Only lines containing "rename" are wanted from the data below. Copy those lines.

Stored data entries
Content starts

PR #3944, opened 2023-07-23
Update gen 2 event flags and PLA blocks

Momonopopotee:
Hi, as the title says I'm adding new gen 2 events flags as well as other translations to include them. I also C&P'd many of the Spanish translations from Crystal into Gold/Silver's seeing as it was straightforward.

Additionally, I updated 2 block keys for PLA accordingly relating to the Origin Dialga/Palkia story events.

Have a nice day!

### DIFF
--- a/PKHeX.Core/Resources/text/script/gen2/flags_c_en.txt
+++ b/PKHeX.Core/Resources/text/script/gen2/flags_c_en.txt
@@ -78,6 +78,8 @@
 0084	s	Togepi Hatched
 0085	s	Showed Togepi to Elm
 0086	s	Received Everstone from Elm
+1193	t	Defeated Blackbelt Kiyo (Can receive Tyrogue)
+0097	g	Received Tyrogue
 0046	s	Unown appeared in Ruins of Alph
 0098	s	Met Frieda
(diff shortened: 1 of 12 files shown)


sora10pls:
Why rename the story related Origin Forme Dialga/Palkia block keys, but none of the Noble Pokémon? All of them are story related, and can be rematched in the post-game. I don’t believe specifying story is necessary.

Momonopopotee:
> Why rename the story related Origin Forme Dialga/Palkia block keys, but none of the Noble Pokémon? All of them are story related, and can be rematched in the post-game. I don’t believe specifying story is necessary.

Yeah, I thought that because some people who'd mess with them might think they need to enable both when it's choice determined via this block: *Bool KChoseDiamondClanLeader. They're also the final boss required to see the credits roll depending on said choice.

So should I add the "Story" part to the other Nobles or remove it altogether (leaving the notes for reference)?

sora10pls:
I would revert the name to what it originally was (the less words needed to explain, the better) but keep your additional comments.

Momonopopotee:
Done, thanks for letting me know :)

PR #3949, opened 2023-08-02
Add battle subway trophy flags (BW)

alvv-z:
I added the flags to the other translations in English so that someone more well versed in the respective language can add a proper translation.


sora10pls:
“posess” should be “possess”

alvv-z:
> “posess” should be “possess”

I apologize, I have adjusted the files accordingly.

Issue #3941, opened 2023-07-11
Hayley's trades have 3 perfect IVs when obtained via the encounter database


Atrius97:
**Describe the problem**
Hayley's trades all appear to have 3 perfect IVs minimum when obtained from the encounter database. To my knowledge, these Pokémon weren't guaranteed any perfect IVs.

Example legitimate Mews from PPORG: https://projectpokemon.org/home/files/file/330-mew/

**Expected behavior**
Hayley's trades should be generated with random IVs, no minimum number of perfect IVs.

PR #3955, opened 2023-08-09
Encounter Templates: Searching and Creating

kwsch:
Another fun adventure into optimizing legality checks!

## Backstory

When PKHeX was initially adding support for the games that it supported, the implementations were very straightforward. Need to find a possible encounter the Pokémon originated from? Iterate through a list of every single encounter, and whenever we find a good enough match, do the rest of our checks. This worked fine when the program only supported two sets of games (X/Y, OR/AS) as the list of encounters was very small.

At the same time, abstractions were added to differentiate the types of encounters a player could obtain. These encounters were:
1. Wild Encounter (encounter slot)
2. Static Encounter (captures and gifts from NPCs)
3. Trade Encounter (NPC with fixed OT/Nickname)
4. Mystery Gifts (WC6)
5. Egg (daycare)

These abstractions have served as the base "encounter types" for many years, but their overuse as a base abstract class did not fit well as more games were added. Some games might have fixed Nicknames and OT names for NPC trades, while others may only be OT name. Static encounters have different PID/IV generating types, requiring branched checking code. After a few years, Auto Legality Mod (ALM) wanted to use PKHeX to legalize existing PKM, and the Encounter Template => PKM logic was created as a result. Rather than updating existing PKM, new PKM were created from the template with criteria from a Showdown Set.

## Implementation Issues

As previously alluded to, when searching for an encounter, PKHeX iterates through a list of all possible encounters. Over time, this iteration has been split so that it only iterates for the games it needs to check, but most arrays it looped through were a single "master array". Having a master array per encounter type is okay, but we can do better. Combining arrays is unnecessary allocation. If we used a master array of type `IEncounterable[]`, every time we check compatibility we'd have a virtual call, and if we use IEnumerable<T> we'll have heap allocations for our "find best match" search. So, how can we improve things?

## Enter: State Machines

[Finite-state machines](https://en.wikipedia.org/wiki/Finite-state_machine) are wonderful for modeling iteration. C#'s `yield` keyword causes the [compiler to generate a state machine of its own](https://learn.microsoft.com/en-us/archive/msdn-magazine/2017/june/essential-net-custom-iterators-with-yield), so it's not like PKHeX wasn't doing it already. But the compiler implementation creates it as a class, with each array iterated stored separately in a field.

What do we really need to keep track of to iterate all encounters?
1. What array we're iterating (enum switch case)
2. What index within that array (and sub-index for encounter slots)
3. A deferred encounter and its match rating (to keep track of a "bad" match in hope of a better one)
4. Cached metadata about the PKM (so we don't need to recalculate every time)

## Refactor -- tl;dr

We implement simple state machine iterators to iterate through every split type encounter array, and more finely control the path we iterate through. And, by using generics, we can have the compiler generate optimized code to avoid virtual calls.

In addition to this, we shift away from the big-5 encounter types listed above, and not inherit from an abstract class. This allows for creating a PK* of a specific type and directly writing properties (no virtual calls). Plus we can now fine-tune each encounter type to call specific code, and not have to worry about future game encounter types bothering the generation routines.

Future re-works can be done:
* GetPossible/GetEncounter(GetBestMatch) don't heap allocate the IEnumerator, and do the iteration/finding within the method (zero/minimal allocation!)
* GetMatchRating can return a wider range of enum values, so we can use the enum value as indication to the user why the encounter doesn't fully match what is needed (eg gender locked encounter needs the other gender).
* Combining the Gen8b/Gen9 SW/SH-specific encounter iterators back into the mainline iterators (like Gen8a).


kwsch:
Resolves https://github.com/kwsch/PKHeX/issues/3941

Content ends

### [RESULT BELOW]
Why rename the story related Origin Forme Dialga/Palkia block keys, but none of the Noble Pokémon? All of them are story related, and can be rematched in the post-game. I don’t believe specifying story is necessary.
> Why rename the story related Origin Forme Dialga/Palkia block keys, but none of the Noble Pokémon? All of them are story related, and can be rematched in the post-game. I don’t believe specifying story is necessary.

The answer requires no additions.